_WHAT THIS TASK INVOLVES:_ A single figure is required: the number of lines below in which the word "those" occurs.

[LISTED RECORDS Boundary: Start]

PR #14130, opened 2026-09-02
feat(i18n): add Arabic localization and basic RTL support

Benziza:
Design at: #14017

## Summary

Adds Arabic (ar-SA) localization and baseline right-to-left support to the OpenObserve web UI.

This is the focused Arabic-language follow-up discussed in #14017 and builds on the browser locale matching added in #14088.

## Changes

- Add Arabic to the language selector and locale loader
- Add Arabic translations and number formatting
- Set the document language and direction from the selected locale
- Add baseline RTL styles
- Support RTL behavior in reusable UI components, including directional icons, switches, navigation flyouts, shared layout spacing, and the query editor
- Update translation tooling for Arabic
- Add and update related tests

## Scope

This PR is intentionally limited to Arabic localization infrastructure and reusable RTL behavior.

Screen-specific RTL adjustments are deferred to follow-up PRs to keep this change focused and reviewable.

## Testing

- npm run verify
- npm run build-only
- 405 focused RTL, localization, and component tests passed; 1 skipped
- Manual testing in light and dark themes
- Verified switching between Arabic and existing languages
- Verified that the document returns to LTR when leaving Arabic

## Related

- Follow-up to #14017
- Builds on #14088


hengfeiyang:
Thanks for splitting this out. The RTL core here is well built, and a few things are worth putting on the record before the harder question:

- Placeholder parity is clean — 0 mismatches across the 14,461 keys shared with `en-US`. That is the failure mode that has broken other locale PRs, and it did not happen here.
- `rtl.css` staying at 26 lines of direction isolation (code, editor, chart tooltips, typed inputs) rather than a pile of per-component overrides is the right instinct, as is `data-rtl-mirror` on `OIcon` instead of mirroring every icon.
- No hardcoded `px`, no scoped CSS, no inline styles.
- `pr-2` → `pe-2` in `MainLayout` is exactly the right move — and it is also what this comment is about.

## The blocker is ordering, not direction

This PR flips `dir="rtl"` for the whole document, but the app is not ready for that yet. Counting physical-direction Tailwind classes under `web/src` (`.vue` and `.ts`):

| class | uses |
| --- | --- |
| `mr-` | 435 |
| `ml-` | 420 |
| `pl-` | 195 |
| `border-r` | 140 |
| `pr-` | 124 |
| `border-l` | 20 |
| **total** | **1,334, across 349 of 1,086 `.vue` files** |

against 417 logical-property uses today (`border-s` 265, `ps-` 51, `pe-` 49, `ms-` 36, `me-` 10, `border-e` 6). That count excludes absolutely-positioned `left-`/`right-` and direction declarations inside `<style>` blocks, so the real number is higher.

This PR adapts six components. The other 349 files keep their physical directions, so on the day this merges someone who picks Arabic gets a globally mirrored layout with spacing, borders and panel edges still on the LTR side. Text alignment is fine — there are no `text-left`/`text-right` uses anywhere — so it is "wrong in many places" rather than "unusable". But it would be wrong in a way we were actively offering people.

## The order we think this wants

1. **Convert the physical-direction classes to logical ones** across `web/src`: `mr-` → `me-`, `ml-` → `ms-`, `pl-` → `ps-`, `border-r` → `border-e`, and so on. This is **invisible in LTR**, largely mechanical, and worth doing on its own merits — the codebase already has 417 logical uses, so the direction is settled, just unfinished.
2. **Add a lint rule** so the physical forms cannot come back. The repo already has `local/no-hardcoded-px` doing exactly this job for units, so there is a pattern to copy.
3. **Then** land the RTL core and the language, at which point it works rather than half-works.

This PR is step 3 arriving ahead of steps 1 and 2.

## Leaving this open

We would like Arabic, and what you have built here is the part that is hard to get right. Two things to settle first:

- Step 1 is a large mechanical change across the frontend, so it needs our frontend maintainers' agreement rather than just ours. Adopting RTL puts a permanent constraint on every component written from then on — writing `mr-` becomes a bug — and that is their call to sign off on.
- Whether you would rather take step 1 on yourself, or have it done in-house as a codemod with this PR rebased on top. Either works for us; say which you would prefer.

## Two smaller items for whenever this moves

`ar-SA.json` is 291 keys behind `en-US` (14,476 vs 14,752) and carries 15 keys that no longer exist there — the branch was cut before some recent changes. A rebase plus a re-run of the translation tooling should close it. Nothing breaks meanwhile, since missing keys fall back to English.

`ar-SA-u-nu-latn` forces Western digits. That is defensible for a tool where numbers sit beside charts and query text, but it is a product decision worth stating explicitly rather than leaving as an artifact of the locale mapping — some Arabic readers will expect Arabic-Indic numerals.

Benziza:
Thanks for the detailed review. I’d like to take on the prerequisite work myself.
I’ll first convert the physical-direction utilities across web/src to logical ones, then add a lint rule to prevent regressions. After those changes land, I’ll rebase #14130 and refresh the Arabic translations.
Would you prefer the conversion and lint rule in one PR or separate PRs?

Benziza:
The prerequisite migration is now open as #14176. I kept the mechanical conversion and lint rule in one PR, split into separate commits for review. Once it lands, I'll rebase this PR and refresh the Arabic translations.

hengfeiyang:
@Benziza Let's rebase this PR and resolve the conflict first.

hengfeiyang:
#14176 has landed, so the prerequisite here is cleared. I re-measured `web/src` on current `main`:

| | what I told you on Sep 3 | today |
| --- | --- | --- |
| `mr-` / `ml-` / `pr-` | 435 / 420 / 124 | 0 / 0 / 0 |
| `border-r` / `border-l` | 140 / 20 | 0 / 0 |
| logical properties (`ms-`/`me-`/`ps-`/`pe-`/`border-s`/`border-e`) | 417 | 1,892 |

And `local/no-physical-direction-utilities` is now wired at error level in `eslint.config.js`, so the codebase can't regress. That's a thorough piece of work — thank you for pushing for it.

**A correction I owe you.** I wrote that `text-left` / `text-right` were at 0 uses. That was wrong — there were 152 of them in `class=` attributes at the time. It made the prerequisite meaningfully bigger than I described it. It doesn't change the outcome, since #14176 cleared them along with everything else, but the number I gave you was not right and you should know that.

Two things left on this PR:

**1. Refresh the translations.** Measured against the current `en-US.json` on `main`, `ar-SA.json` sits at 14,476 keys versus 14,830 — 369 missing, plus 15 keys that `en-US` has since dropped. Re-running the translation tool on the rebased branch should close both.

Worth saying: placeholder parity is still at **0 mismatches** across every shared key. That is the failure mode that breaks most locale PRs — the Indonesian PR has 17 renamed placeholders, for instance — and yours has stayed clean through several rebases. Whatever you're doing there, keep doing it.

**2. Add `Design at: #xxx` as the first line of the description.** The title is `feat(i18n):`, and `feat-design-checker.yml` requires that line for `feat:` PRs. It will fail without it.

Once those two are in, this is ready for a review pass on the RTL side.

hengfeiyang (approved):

[LISTED RECORDS Boundary: End]
[LISTED RECORDS Boundary: Start]

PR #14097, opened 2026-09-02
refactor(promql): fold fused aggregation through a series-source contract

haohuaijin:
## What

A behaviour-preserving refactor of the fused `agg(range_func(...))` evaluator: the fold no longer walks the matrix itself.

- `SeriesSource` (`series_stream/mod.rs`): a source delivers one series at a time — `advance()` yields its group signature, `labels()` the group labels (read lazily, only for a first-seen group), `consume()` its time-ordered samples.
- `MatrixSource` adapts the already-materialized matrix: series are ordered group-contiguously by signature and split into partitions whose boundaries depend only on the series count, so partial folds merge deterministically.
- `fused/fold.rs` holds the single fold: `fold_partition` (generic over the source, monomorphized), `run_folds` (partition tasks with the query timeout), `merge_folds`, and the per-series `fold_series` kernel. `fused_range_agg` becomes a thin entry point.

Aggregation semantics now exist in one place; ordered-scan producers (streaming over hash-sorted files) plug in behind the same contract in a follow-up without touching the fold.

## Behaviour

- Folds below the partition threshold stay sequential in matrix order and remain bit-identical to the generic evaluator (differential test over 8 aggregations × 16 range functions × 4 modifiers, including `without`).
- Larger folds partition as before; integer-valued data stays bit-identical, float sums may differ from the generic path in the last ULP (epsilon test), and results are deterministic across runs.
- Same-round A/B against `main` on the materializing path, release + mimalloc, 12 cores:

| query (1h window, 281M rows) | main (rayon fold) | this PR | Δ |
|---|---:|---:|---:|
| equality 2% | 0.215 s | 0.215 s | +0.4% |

[LISTED RECORDS Boundary: End]

_WRITTEN ANSWER:_ 2